= Operation Éclipse =

Opération Éclipse was a joint French, Malian, Burkinabé and Nigérien military operation during the Mali War, as part of the larger French-led counterinsurgency campaign. It took place between January 2 and 20, 2021. According to a UN investigation, a French airstrike on January 3 killed 19 civilians in the village of Bounti in Mali.

==Background==
The operation was set in the eastern part of Mopti Region, close to the Burkinabé border. It mainly targeted the jihadist group Jama'at Nasr al-Islam wal Muslimin. 1500 French, 900 Burkinabé, 900 Malian and 150 Nigérien soldiers took part in the operation.

==Operations==
On January 2, an airstrike killed several Jama'at Nasr al-Islam wal Muslimin fighters between Hombori and Boulikessi.

On January 3, the French airforce killed 19 civilians at a wedding. A French Mirage 2000 aircraft and MQ-9 Reaper drone had bombed a gathering in the village of Bounti, situated between Douentza and Boni. According to the French and Malian authorities, the bombing targeted a group of about forty jihadists. However, the local Fula organisation Tabital Pulaaku provided another version: 19 men had been killed, all of whom were civilians attending a wedding. The majority of them were elderly. The injured were taken into charge by Medicins Sans Frontieres, who confirmed that most of them were elderly civilians. The United Nations mission in Mali, known as the MINUSMA, investigated the French airstrike and found in March 2021 that at least 22 people died, all of them men between 23 and 71 years old, including 19 civilians. However, the French authorities maintained their earlier version of events.
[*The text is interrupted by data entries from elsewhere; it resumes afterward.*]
Issue #903, opened 2017-04-12
drawText renders text in wrong location on scaled Canvas


mvitale:
## Issue

After calling scale(scaleFactor, scaleFactor) on a Canvas instance that has been resized accordingly, text is drawn in the wrong location.
## Steps to Reproduce

```js
var fs = require('fs')
  , Canvas = require('canvas')
  , origCanvas = new Canvas(100, 100)
  , doubleCanvas = new Canvas(200, 200) // 2x size of origCanvas
  , origCtx = origCanvas.getContext('2d')
  , doubleCtx = doubleCanvas.getContext('2d')
  , origOut = null
  , origStream = null
  , doubleOut = null
  , doubleStream = null
  ;

doubleCtx.scale(2, 2); // Scale by factor of 2

draw(origCtx);
draw(doubleCtx);

origOut = fs.createWriteStream(__dirname + '/orig.png');
origStream = origCanvas.pngStream();
doubleOut = fs.createWriteStream(__dirname + '/double.png');
doubleStream = doubleCanvas.pngStream();

origStream.on('data', function(chunk) { origOut.write(chunk) });
origStream.on('end', function() { console.log('saved orig') });
doubleStream.on('data', function(chunk) { doubleOut.write(chunk) });
doubleStream.on('end', function() { console.log('saved double') });


function draw(ctx) {
  ctx.fillStyle = '#ddd';
  ctx.fillRect(0, 0, 100, 100);

  ctx.beginPath();
  ctx.strokeStyle = '#000';
  ctx.moveTo(0, 50);
  ctx.lineTo(100, 50);
  ctx.stroke();

  ctx.fillStyle = '#000';
  ctx.font = '18px Helvetica';
  ctx.fillText('test', 10, 48);
}
```

### orig.png
![orig](https://cloud.githubusercontent.com/assets/296803/24979604/da8a06f8-1fa2-11e7-8fe0-3aeae99adfec.png)

### double.png
![double](https://cloud.githubusercontent.com/assets/296803/24979616/e34dec8c-1fa2-11e7-985d-aa4fbc4df355.png)

I have verified that this is not the behavior in my browser (tested on Chrome ).

## Environment
* Version of node-canvas: 1.6.5
* Environment: Node v6.9.2 on macOS 10.12.3

LinusU:
This should be fixed in version 1.6.6 🙌

mvitale:
Awesome!

mvitale:
[...]

PR #950, opened 2017-07-31
Fix: textBaseline consider current scale.

cho45:
textBaseline is odd with scale() context.

Added visual test:

invalid place

Fix: consider current context scale and apply it to font metrics.


LinusU:
Thank you!

zbjornson:
I think this fixes https://github.com/Automattic/node-canvas/issues/903 👍

LinusU:
Released in 1.6.6

PR #951, opened 2017-07-31
Fix: textBaseline consider current scale.

LinusU:


LinusU:
Travis seems to be having some trouble at the moment 😕

LinusU:
Released in 1.6.6

Issue #962, opened 2017-08-15
`putImageData(imageData, -1, -1)` segfaults 


zixia:
Tested using canvas@2.0.0-alpha.2 (with the latest master branch) and Node.js v8.2.1.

On January 8, six French soldiers were wounded in a suicide attack. Over the course of the following days, the French-led troops killed about fifteen jihadist fighters, captured four others, and confiscated arms and motorbikes.

On January 13, the Malian army took four more prisoners in the village of Kobou. However, three of them died during the transport under unclear circumstances. Human Rights Watch (HRW) later noted that two of the prisoners, aged 31 and 50, had been found dead the next morning within 10 kilometers from Kobou, whereas a third one, aged 48, had been "disappeared". According to HRW, this was part of a larger pattern of extrajudicial killings and disappearances carried out by Malian forces.

French troops killed about twenty more insurgents on January 16 and 17. On January 26, after the operation concluded, the Malian authorities said that about a hundred jihadist fighters had been killed and about twenty captured.